La théorie démocratique affirme que le pouvoir politique n’est légitime que dans la mesure où son exercice est conforme à la volonté du peuple ; le nationalisme culturel affirme qu’il est sur la base de son adéquation à la culture pré-politique de la nation que l’exercice du pouvoir politique trouve sa légitimité. Mais la démocratie et le nationalisme culturel font face tous deux à un problème parallèle : Comment fixer les limites de la collectivité qui est supposée légitimer le pouvoir politique ? C’est ce qui explique pourquoi la démocratie a tendance à céder la place au nationalisme culturel, et le nationalisme culturel au nationalisme ethnique.

La théorie démocratique et le nationalisme culturel cherchent tous deux à légitimer le pouvoir politique en démontrant sa compatibilité avec la liberté. Les deux théories s’entendent pour dire que ceux qui sont soumis à un régime politique restent libres, dans la mesure où ils se gouvernent eux-mêmes. Dans la théorie démocratique, cette notion s’exprime dans l’idée de l’autonomie collective du peuple ou du demos ; dans le nationalisme culturel, elle s’exprime dans l’idée de l’autodétermination nationale, c’est-à-dire l’autonomie collective de la nation.

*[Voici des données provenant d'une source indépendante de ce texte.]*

PR #1380, opened 2021-10-01
Test task queues.

godofredoc:


app_dart/lib/src/request_handlers/reset_try_task.dart
```diff
@@ -25,7 +30,31 @@ class ResetTryTask extends ApiRequestHandler<Body> {
 
   @override
   Future<Body> get() async {
-    final String owner = request!.uri.queryParameters['owner'] ?? 'flutter';
+    // move to cloud tasks
+    final Client client = authenticationProvider.httpClientProvider();
```
keyonghan, line 34: Check [`createAccessClient`](https://github.com/flutter/cocoon/blob/main/app_dart/lib/src/service/access_client_provider.dart#L10) which returns an OAuth 2.0 authenticated client. Bigquery API is authenticated this way.

godofredoc:
This is going to be implemented in a different way.

PR #1385, opened 2021-10-08
Always put PR title as commit headline

nt4f04uNd:
Fixes https://github.com/flutter/flutter/issues/88615

## Pre-launch Checklist

- [x] I signed the [CLA].


app_dart/test/src/service/fake_graphql_client.dart
```diff
@@ -38,20 +38,20 @@ class FakeGraphQLClient implements GraphQLClient {
...
     }
   }
 
   void verifyMutations(List<MutationOptions> expected) {
     expect(mutations.length, expected.length);
     for (int i = 0; i < mutations.length; i++) {
-      /// [BaseOptions.toKey] serializes all of the relevant parts of the query
-      /// or mutation for us, except the fetch policy.
-      expect(mutations[i].toString(), expected[i].toString());
-      expect(mutations[i].fetchPolicy, expected[i].fetchPolicy);
```
nt4f04uNd, line 54: This is not working with the current version of graphql library. The toString now returns `Instance of <MutationOptions>`. The list of `properties` includes `policies`, so we can leave only one `expect`

app_dart/test/src/service/fake_graphql_client.dart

Voilà deux théories autoréférentielles en matière de légitimité politique : en effet leurs principes de légitimité renvoient directement à ceux qui sont soumis au pouvoir politique. D’autres doctrines, pensons par exemple au monarchisme où à la théocratie, ne sont pas autoréférentielles : leurs principes de légitimité se réfèrent à la lignée ou à Dieu, mais pas au « nous », à ceux soumis au pouvoir politique. Or, et c’est là un des éléments caractéristiques des théories autoréférentielles, elles ne peuvent aborder la question de la légitimité politique que conjointement avec une deuxième question : celle des limites ou frontières. On ne peut déterminer un principe de légitimité politique référant à une collectivité, sans la spécifier, c’est-à-dire, sans déterminer qui en sont les membres et qui, nécessairement, ne le sont pas.

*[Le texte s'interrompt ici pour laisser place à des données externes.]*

PR #1392, opened 2021-10-13
Detect benchmarks as tests in engine repo

dnfield:
Engine uses things like shell_benchmarks.cc for benchmark related tests.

La thèse ici défendue est la suivante : si l’on assume que l’autonomie politique repose sur un sujet collectif dont la composition est constitutivement limitée et dont les limites sont établies de manière pré-politique, il devient alors impossible de résoudre à la fois le problème de la légitimité et celui des limites. Tant la théorie démocratique traditionnelle que le nationalisme culturel se butent à un même problème qui, s’il peut sembler purement conceptuel à première vue, entraîne des conséquences politiques empiriques et normatives importantes, nommément la réduction du demos à la nation et, à son tour, de la nation à l’ethnie ou (pour prendre le mot grec) l’ethnos.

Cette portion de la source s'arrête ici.